A simplified model for gel electrophoresis of a hydrophobic rigid colloid

Electrophoresis of a charged dielectric hydrophobic colloid embedded in a charged hydrogel medium is addressed. A slip velocity condition at the particle surface is considered. The characteristic of the gel electrophoresis is different compared with the free-solution electrophoresis due to the presence of immobile charges of the gel medium, which induces a strong background electroosmotic flow and modifies the Debye layer of the colloid. The gel electrophoresis of the dielectric hydrophobic charged colloid is made based on first-order perturbation analysis. A closed form solution involving simple exponential integrals for the mobility is derived, which reduces to several existing mobility expressions under limiting conditions such as for the gel electrophoresis of hydrophilic particles and a hydrophobic colloid in free-solution electrophoresis. We find that the mobility reversal is achieved by varying the Debye length or gel permeability. For the present first-order perturbation analysis, unlike free-solution electrophoresis, the particle dielectric permittivity is found to influence the mobility.
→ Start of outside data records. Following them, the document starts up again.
PR #2902, opened 2025-12-12
[CUDA] Implement gather_mm_rhs

zcbenz:
This PR implements `gather_mm` for the cases that can be transferred into a grouped GEMM.

The grouped GEMM code uses CUTLASS 2.x API which allows us to choose kernels that do not require large alignment. The performance is not good, running `benchmarks/python/gather_mm_bench.py` shows that it takes 7x time than equivalent matmul (for Metal kernel it takes 1.5x time).

There are a lot of things remaining to be done:

* Implement the cases that lhs indices are passed.
* Implement the cases when indices are broadcasted.
* Implement the cases when indices are not sorted.
* Tune the GEMM tile sizes.
* Enable tensor core for sm80 and later.
* Pad the group sizes so we can use much faster kernels.

But current work can serve as a baseline and a good foundation for progressive improvements.

### DIFF
--- a/mlx/backend/cuda/gemms/grouped_gemm_unaligned.cu
+++ b/mlx/backend/cuda/gemms/grouped_gemm_unaligned.cu
@@ -1,0 +1,288 @@
+// Copyright © 2025 Apple Inc.
+
+#include "mlx/backend/cuda/device.h"
+#include "mlx/backend/cuda/gemms/grouped_gemm.h"
+#include "mlx/backend/cuda/kernel_utils.cuh"
+#include "mlx/dtype_utils.h"
+
+#include <cooperative_groups.h>
+#include <cutlass/gemm/device/default_gemm_configuration.h>
+#include <cutlass/gemm/device/gemm_grouped.h>
+#include <cutlass/gemm/kernel/default_gemm_grouped.h>
+#include <fmt/format.h>
+#include <nvtx3/nvtx3.hpp>
+
+namespace mlx::core {
+
+using ProblemSize = cutlass::gemm::GemmCoord;
+
+namespace cu {
+
+namespace cg = cooperative_groups;
+
+template <int N_READS>
+__global__ void prepare_grouped_mm_data(
+    const uint32_t* indices,
+    size_t size,
+    int group_count,
+    int K,
+    int N,
+    int lda,
+    int ldb,
+    int item_size,
+    int8_t* a_start,
+    int8_t* b_start,
+    int8_t* out_start,
+    int a_batch_stride,
+    int b_batch_stride,
+    int out_batch_stride,
+    ProblemSize* problem_sizes,
+    int64_t* a_lds,
+    int64_t* b_lds,
+    int64_t* out_lds,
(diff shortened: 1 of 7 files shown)


mlx/backend/cuda/matmul.cpp
```diff
@@ -254,4 +311,40 @@ void AddMM::eval_gpu(const std::vector<array>& inputs, array& out) {
...
+  auto& a = inputs[0];
+  auto& b = inputs[1];
+  auto& lhs_indices = inputs[2];
+  auto& rhs_indices = inputs[3];
+
+  // Return 0s if either input is empty.
+  if (a.size() == 0 || b.size() == 0) {
+    array zero(0, a.dtype());
+    encoder.add_temporary(zero);
+    fill_gpu(zero, out, s);
```
awni, line 339: Just a note, not necessary for this PR but we should probably do these with `cudaMemsetAsync`

awni: It would need to go in the graph.. but I think that should be fairly straight-forward.

mlx/backend/cuda/matmul.cpp
```diff
@@ -103,6 +136,30 @@ void gemm_and_bias(
...
 
+void gather_mm_rhs(
+    const array& a_,
+    const array& b_,
+    const array& indices_,
+    array& out,
+    cu::CommandEncoder& encoder,
+    Stream s) {
+  if (a_.size() / a_.shape(-2) / a_.shape(-1) != indices_.size()) {
+    throw std::runtime_error("[gather_mm] Boardcasting lhs is not supported.");
```
awni:
```suggestion
    throw std::runtime_error("[gather_mm] Broadcasting lhs is not supported.");
```

mlx/backend/cuda/matmul.cpp
zcbenz: Cuda graph has a memset node we can use, that would be much better than running a kernel.

mlx/backend/cuda/gemms/grouped_gemm_unaligned.cu
```diff
@@ -0,0 +1,266 @@
...
+      DefaultGemmConfiguration<OpClass, Arch, T, T, T, ElementAccumulator>;
+  using EpilogueOutputOp = typename GemmConfiguration::EpilogueOutputOp;
+
+  using GemmKernel = typename cutlass::gemm::kernel::DefaultGemmGrouped<
+      T,
+      cutlass::layout::RowMajor,
+      cutlass::ComplexTransform::kNone,
+      kAlignment,
+      T,
+      cutlass::layout::RowMajor,
```
angeloskath: This should depend on the passed in matrix. Basically when `b_transposed` in `matmul.cpp` is true this should be `ColMajor`.

zcbenz: Thanks for noticing this! I have fixed it and added tests.

angeloskath (approved):
Nice! Thanks.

One of the intriguing features of the present study is the derivation of the simplified mobility expression, which can be easily computed for a given set of parameter values.

Automated summary

This study explores gel electrophoresis of a charged dielectric hydrophobic colloid in a charged hydrogel medium with slip velocity conditions. The presence of immobile charges in the gel medium leads to a modified Debye layer and strong background electroosmotic flow, distinguishing gel electrophoresis from free-solution electrophoresis. A first-order perturbation analysis provides a closed form solution for mobility, with implications for mobility reversal by varying Debye length or gel permeability, and the influence of particle dielectric permittivity on mobility. The derivation of a simplified mobility expression allows for easy computation based on parameter values.